Read the records below and report each line in which "code" occurs.

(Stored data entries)

+ + + + + + +

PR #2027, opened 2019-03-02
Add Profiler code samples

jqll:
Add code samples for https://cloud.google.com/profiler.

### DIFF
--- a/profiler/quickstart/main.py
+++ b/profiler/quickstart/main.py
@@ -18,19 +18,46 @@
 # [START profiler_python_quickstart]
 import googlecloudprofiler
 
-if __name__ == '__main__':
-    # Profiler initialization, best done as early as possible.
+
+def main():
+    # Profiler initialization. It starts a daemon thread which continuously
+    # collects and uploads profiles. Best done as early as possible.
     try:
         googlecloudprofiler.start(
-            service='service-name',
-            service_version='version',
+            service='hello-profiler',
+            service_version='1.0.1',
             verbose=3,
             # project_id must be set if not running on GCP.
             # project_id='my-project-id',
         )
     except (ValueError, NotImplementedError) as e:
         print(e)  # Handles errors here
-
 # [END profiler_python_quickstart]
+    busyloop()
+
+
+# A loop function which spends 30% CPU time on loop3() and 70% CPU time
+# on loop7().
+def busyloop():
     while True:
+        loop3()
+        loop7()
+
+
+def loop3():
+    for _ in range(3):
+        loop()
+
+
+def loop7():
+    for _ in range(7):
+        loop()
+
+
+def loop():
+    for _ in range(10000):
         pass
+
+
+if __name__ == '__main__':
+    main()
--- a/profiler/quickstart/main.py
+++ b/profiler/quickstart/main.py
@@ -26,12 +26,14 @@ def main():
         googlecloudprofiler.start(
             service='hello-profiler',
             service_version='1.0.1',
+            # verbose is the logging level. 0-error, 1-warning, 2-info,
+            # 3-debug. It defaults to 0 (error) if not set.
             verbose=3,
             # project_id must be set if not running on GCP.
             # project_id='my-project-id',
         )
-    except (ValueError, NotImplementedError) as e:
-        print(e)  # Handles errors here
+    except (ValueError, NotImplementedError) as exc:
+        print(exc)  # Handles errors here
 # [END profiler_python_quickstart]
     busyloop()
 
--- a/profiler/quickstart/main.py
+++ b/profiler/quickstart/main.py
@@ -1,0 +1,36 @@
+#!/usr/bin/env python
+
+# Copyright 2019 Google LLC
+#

+ + + + + + +

> Exercise result
Add Profiler code samples
Add code samples for https://cloud.google.com/profiler.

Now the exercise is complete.